- [Problem statement]: All lines in the records that carry the string "what" are to be shown.

- [The input]:
---+---
Issue #2569, opened 2024-01-30
Exceptions in DaggerfallMobileUnit


KABoissonneault:
Users are experiencing frequent errors with the following callstack.

```
DaggerfallWorkshop.DaggerfallMobileUnit.OrientEnemy (System.Int32 orientation) (at <9bf28c68d79b48218c80373c9e1cf18f>:0)
DaggerfallWorkshop.DaggerfallMobileUnit.UpdateOrientation () (at <9bf28c68d79b48218c80373c9e1cf18f>:0)
DaggerfallWorkshop.DaggerfallMobileUnit.Update () (at <9bf28c68d79b48218c80373c9e1cf18f>:0)
```

The specific exception is "IndexOutOfRangeException: Index was outside the bounds of the array."

The problem is entirely contained in DFU code, but I suspect the cause might be mod related. Probably custom enemies or some graphics mod.

It could be a lot of arrays that have out-of-bounds... The MobileUnit summary has `StateAnims`, `RecordSizes`, `ImportedTextures` with `Albedo` and `EmissionMaps`, `AtlasRects`

Because of the random nature of this issue, I'd like to remedy this with proper sanitization and logs first. A verbose log is probably better than throwing an exception every frame. After that, I can know what exactly is invalid and fix the real issue later

KABoissonneault:
Fixed by #2571

PR #2571, opened 2024-02-03
Fixed frame overflow in DaggerfallMobileUnit. 

KABoissonneault:
Fixes for #2569. 

I found an issue where archive 288 has 4 frames for record 0, 1, 2, and 4, but 8 frames for record 3. Record 3 is the "back diagonal" sprites (both left and right). Normally, all mobile archives have the same number of frames on each orientation, but the Ancient Lich is an exception. When changing orientation, the `currentFrame` is preserved so that the animation keeps playing from where it was. However, for the Ancient Lich, if you change orientation from the back diagonal while on frame 4, 5, 6, or 7 is playing, the `currentFrame` will now be past the allowed frames for the new orientation (back or side). On unmodded DFU, this reaches into a "Casting spell" frame in `summary.AtlasRect` (because `rectIndex` has enough room to overflow into the next records, rather than go out of bounds of the AtlasRect). When using texture replacements from mods (ex: Vanilla Enhanced), you get the exception shown in #2569 (because we don't use the atlas anymore).

The fix is on line 371 - I simply reset `currentFrame` to 0 if the frame is not valid for the new orientation. A bit jarring, but better than the current behavior.

The rest of the changes are more bounds checking and error logs for these issues. I find DaggerfallMobileUnit has lots of moving parts and lots of arrays to go out of bounds, so it helps to have better logs there.

The output looks like this:

image

Hopefully this will help diagnose future issues with mobiles, if any remain. In any case, with mods like Daggerfall Enemy Expansion, it's easy to accidentally create invalid MobileEnemy data that creates random errors in DaggerfallMobileUnit, and this will help mod development.

### DIFF
--- a/Assets/Scripts/Internal/DaggerfallMobileUnit.cs
+++ b/Assets/Scripts/Internal/DaggerfallMobileUnit.cs
@@ -23,6 +23,7 @@ using DaggerfallConnect.Arena2;
 using DaggerfallWorkshop.Utility;
 using DaggerfallWorkshop.Utility.AssetInjection;
 using DaggerfallWorkshop.Game.Utility;
+using DaggerfallWorkshop.Game;
 
 namespace DaggerfallWorkshop
 {
@@ -161,6 +162,12 @@ namespace DaggerfallWorkshop
             }
         }
 
+        protected void LogMobileError(string  message)
+        {
+            string enemyName = TextManager.Instance.GetLocalizedEnemyName(summary.Enemy.ID);
+            Debug.LogError($"Enemy '{enemyName}' (state={summary.EnemyState}): {message}");
+        }
+
         protected override void ApplyEnemy(DaggerfallUnity dfUnity)
         {
             // Load enemy content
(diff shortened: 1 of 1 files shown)


petchema:
It's hard to talk about a "best solution" without knowing the original intent (and checking what's going on in Daggerfall classic will probably be difficult), but at least for the record, since both 4 and 8 frame cycles picture a single walking cycle (left foot forward, right foot forward), another solution would be to apply cross-multiplication when orientation changes
```
--- a/Assets/Scripts/Internal/DaggerfallMobileUnit.cs
+++ b/Assets/Scripts/Internal/DaggerfallMobileUnit.cs
@@ -328,6 +328,8 @@ namespace DaggerfallWorkshop
             int orientation = - Mathf.RoundToInt(enemyFacingAngle / anglePerOrientation);
             // Wrap values to 0 .. numberOrientations-1
             orientation = (orientation + numberOrientations) % numberOrientations;
+            if (lastOrientation >= 0)
+                currentFrame = currentFrame * summary.StateAnims[orientation].NumFrames / summary.StateAnims[lastOrientation].NumFrames;
 
             // Change enemy to this orientation
             if (orientation != lastOrientation)
```

Assets/Scripts/Internal/DaggerfallMobileUnit.cs
```diff
@@ -331,7 +338,17 @@ private void UpdateOrientation()
 
             // Change enemy to this orientation
             if (orientation != lastOrientation)
+            {
+                // Different orientations may not have the same amount of frames
+                // For example, archive 288 (Ancient Lich) has 4 frames in six orientations (front, back, front diagonals, sides), but 8 frames for the two back diagonals
+                // If you change orientation from a back diagonal during frame 4, 5, 6, or 7, you overflow the other anims, where only 0 to 3 are valid
+                if (lastOrientation >= 0)
+                {
+                    currentFrame = currentFrame * summary.StateAnims[orientation].NumFrames / summary.StateAnims[lastOrientation].NumFrames;
```
Interkarma, line 347: This is really clever, I like this

Interkarma (approved):

numidium (approved):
---+---
- [Written answer]:
Because of the random nature of this issue, I'd like to remedy this with proper sanitization and logs first. A verbose log is probably better than throwing an exception every frame. After that, I can know what exactly is invalid and fix the real issue later
It's hard to talk about a "best solution" without knowing the original intent (and checking what's going on in Daggerfall classic will probably be difficult), but at least for the record, since both 4 and 8 frame cycles picture a single walking cycle (left foot forward, right foot forward), another solution would be to apply cross-multiplication when orientation changes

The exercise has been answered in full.